Much of what hits you during a Cymbals Eat Guitars song is a sense that time passes in a disorderly manner. It bails or it lingers. It gives or it takes and it causes some great tumult. Sometimes that unruliness makes for interesting inconsistencies and forces a person's composition to alter. A mind tends to be programmed to accept when time passes itself off without much of an aftertaste, the draw of it being that it's hardly noticeable. It was there and it was gone. It only seemed to fly away because there was nothing tugging at the sleeves, demanding attention, damaging a focused flow and view.

The band from Staten Island, New York, detail nights of body shots and days of persistent beatings, giving them all something of a reclining bent. They don't feel all that harried most of the time. There are moments where they nip and they bite, but even when the teeth come out and they get a little snarly, it's only for a second and then things have settled back in and all is just passing again.

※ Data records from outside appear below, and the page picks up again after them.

PR #367, opened 2023-01-16
FRU: Fill in window._lang

### LINKED ISSUE #361: Fill in window._lang for FRU
So, in order to make sure the donation modals are the same language as the website, we need to pass the l10n info to FRU.

There is some documentation here: Make website l10n consistent with FRU - (probably use window._lang) https://fundraiseup.com/docs/localization-settings/

Also we should make sure that they fall back correctly to English if we pass an unsupported language.

MelissaAutumn:
Resolves #361 

Supported languages: (Slightly vary based on what our account supports)
https://fundraiseup.com/docs/languages/

Questions:
- Should we include 'nn-NO' as 'nb'? (They're both Norwegian, but I'm sure there's some regional differences.) 
- Should we include Spain Spanish under `es`? (It's labelled as Latin American Spanish, so I'm guessing no 🤔)

Pytest can be run via `python -m pytest tests/` in the base directory. Once the py3/calgen stuff gets merged in, I'll clean that stuff up and add a readme message about it.


Sancus:
> Resolves #361
> 
> Supported languages: (Slightly vary based on what our account supports) https://fundraiseup.com/docs/languages/
> 
> Questions:
> 
>     * Should we include 'nn-NO' as 'nb'? (They're both Norwegian, but I'm sure there's some regional differences.)
> 
>     * Should we include Spain Spanish under `es`? (It's labelled as Latin American Spanish, so I'm guessing no 🤔)
> 

Latin Spanish is definitely mutually intelligible with Spain Spanish so I would say yes. Someone from Spain is going to have a much easier time with that than they would have with English.

I think nn-NO and nn-NB are also mutually intelligible but not totally certain. I would just go for it and if anybody complains we can change it.

PR #368, opened 2023-01-16
FRU: replace all donation links with fru

### LINKED ISSUE #366: Update all donation links on the website to use FRU

MelissaAutumn:
Resolves #366 

Also fixes a bug introduced in https://github.com/thundernest/thunderbird-website/pull/356 (oops, my b) that seemingly broke the downloads for beta/daily.

This method does technically reload the page, but that's technically what the custom FRU button element does. So it's a little jarring on buttons further down the page.


MelissaAutumn:
For https://github.com/thundernest/thunderbird-website/issues/362
I've brought UTM tag support that should match the legacy flow's UTM tags, and also adjusted the module the donation form popping up code lives.

PR #369, opened 2023-01-17
FRU: UTM Tags for FRU

### LINKED ISSUE #362: UTM tags for FRU donations
We need to figure out UTM tags for FRU: https://fundraiseup.com/support/utm-parameters/

MelissaAutumn:
Resolves #362 

We're using the utm campaign: `donation_flow_2023` and adjusting the utm medium to be `fru` (for FundraiseUp) and `give` (for the legacy give.thunderbird.net flow). 

This includes the addition of FRU on the start site, and EOY. start page changes surprisingly looks okay in-app. This will need to be added to the test plan though.
image

I've also added a maybe fix for the jarring page reload to the top issue we're having.


assets/js/common/donations.js
```diff
@@ -133,6 +139,21 @@ if (typeof Mozilla === 'undefined') {
         }
     };
 
+    /**
+     * Checks and applies any position parameter to the window's scrollY
+     * This makes the silly page refresh on the donation modal look less jarring
+     */
+    Donation.CheckForPosition = function () {
```
Sancus, line 146: Hmm... I'm not sure this is actually working? In my testing on Firefox, it didn't seem to change the behaviour. I still get click download beta -> page reload showing top of page with modal -> after closing modal, page resets to bottom.

MelissaAutumn:
Turns out the button download issue was due to window.location. I've swapped it for a window.open(link, _self), which I tested on FF, Edge, Chromium, and Safari. Seems to work fine. 

The donate link solution is a little janky, but it more or less works in the cases I've tested.

MelissaAutumn:
Good point, I've reverted that change!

Lead singer Joseph D'Agostino writes in sunsets and silhouettes, offering up these notions of frustration and disappointment, as if they were happening by the ocean's side. There is that dull roar and that cool slamming of people smacking the ground and the ground smacking them right back, continually battling. It comes out in these songs that are heavy on unfulfilled promises and an inability to know what anyone's supposed to do about the boredom, when it sets in. Written into their breaths is a deafening deference to whatever is going to happen. D'Agostino sings, "And I feel so at peace/As infinite Earth versions," giving us the perspective needed to understand how we're passing.